[Data records]
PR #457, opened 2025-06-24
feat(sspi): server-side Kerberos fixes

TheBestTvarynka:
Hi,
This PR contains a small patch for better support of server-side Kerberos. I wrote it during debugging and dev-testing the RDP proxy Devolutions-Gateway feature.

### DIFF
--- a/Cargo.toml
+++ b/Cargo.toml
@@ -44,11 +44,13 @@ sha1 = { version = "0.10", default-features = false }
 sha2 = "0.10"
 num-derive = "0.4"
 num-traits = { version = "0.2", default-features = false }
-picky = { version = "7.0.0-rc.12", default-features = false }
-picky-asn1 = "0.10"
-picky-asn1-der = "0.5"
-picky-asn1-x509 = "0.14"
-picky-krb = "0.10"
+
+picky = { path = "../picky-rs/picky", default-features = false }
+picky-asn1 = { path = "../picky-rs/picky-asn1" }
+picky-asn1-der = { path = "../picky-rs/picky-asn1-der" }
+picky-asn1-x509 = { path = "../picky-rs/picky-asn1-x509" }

* * *

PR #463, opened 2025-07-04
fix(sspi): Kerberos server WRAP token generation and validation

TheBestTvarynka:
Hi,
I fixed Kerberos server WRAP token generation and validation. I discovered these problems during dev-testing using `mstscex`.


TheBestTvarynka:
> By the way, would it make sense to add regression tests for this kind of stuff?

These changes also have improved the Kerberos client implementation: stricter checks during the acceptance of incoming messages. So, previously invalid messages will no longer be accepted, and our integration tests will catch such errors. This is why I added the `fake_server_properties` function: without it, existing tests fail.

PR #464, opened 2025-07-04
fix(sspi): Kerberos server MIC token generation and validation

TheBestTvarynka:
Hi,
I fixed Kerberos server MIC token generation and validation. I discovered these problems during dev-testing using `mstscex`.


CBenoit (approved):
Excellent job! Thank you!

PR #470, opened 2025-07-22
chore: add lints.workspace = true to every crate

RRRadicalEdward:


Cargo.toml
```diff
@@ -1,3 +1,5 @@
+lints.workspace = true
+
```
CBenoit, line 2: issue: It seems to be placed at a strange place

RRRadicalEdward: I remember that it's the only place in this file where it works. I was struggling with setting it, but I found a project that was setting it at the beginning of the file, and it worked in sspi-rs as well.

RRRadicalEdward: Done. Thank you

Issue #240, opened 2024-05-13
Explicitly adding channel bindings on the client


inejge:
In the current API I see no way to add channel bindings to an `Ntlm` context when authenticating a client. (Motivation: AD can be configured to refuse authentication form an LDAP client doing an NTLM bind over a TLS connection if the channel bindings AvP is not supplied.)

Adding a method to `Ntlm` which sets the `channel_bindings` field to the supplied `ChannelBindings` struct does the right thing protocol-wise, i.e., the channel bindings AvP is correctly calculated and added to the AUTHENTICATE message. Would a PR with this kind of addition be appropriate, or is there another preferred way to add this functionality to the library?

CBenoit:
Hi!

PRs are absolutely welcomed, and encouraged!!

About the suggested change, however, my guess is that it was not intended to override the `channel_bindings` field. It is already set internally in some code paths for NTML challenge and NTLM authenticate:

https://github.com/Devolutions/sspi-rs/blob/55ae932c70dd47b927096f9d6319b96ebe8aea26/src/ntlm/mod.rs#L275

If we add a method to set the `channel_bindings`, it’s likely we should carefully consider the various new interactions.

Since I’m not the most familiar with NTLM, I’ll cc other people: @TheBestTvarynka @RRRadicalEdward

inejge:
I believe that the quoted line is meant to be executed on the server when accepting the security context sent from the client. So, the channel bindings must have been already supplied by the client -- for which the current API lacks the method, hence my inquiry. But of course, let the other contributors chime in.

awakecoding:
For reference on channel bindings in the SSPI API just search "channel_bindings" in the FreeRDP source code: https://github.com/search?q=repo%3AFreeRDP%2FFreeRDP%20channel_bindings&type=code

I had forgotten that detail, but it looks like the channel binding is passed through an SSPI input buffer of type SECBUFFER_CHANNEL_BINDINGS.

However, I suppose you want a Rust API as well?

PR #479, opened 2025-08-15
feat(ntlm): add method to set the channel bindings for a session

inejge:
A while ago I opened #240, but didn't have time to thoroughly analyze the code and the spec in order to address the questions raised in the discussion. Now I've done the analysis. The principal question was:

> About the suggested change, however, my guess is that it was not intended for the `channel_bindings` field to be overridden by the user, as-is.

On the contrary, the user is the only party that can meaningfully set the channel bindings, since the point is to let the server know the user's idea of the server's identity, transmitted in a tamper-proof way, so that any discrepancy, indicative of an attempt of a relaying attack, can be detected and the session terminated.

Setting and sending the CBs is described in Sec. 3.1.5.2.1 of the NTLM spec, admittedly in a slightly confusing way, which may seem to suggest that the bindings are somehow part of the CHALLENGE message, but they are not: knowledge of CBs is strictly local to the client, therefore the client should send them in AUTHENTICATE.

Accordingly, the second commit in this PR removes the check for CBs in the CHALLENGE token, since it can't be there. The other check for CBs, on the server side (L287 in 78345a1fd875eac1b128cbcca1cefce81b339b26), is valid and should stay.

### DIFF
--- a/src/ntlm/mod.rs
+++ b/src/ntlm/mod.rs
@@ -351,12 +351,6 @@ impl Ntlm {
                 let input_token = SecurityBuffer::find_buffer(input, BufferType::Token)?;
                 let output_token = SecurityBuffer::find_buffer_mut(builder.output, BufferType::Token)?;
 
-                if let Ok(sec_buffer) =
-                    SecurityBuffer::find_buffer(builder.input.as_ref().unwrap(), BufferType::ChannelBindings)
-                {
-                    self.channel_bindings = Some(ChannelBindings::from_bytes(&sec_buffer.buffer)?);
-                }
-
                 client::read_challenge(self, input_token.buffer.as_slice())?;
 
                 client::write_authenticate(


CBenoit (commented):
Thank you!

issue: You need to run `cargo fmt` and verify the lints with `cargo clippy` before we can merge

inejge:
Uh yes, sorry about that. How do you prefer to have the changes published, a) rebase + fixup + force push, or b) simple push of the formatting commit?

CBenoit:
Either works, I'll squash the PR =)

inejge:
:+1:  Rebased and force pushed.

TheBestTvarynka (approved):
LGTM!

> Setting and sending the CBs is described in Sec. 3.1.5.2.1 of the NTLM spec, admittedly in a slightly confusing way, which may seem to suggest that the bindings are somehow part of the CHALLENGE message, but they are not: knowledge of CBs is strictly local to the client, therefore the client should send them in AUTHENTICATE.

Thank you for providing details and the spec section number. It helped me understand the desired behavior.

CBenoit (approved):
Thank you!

__ABOUT THIS EXERCISE__
Report each line above containing the string "self".

__WRITTEN REPLY__
-                    self.channel_bindings = Some(ChannelBindings::from_bytes(&sec_buffer.buffer)?);
                 client::read_challenge(self, input_token.buffer.as_slice())?;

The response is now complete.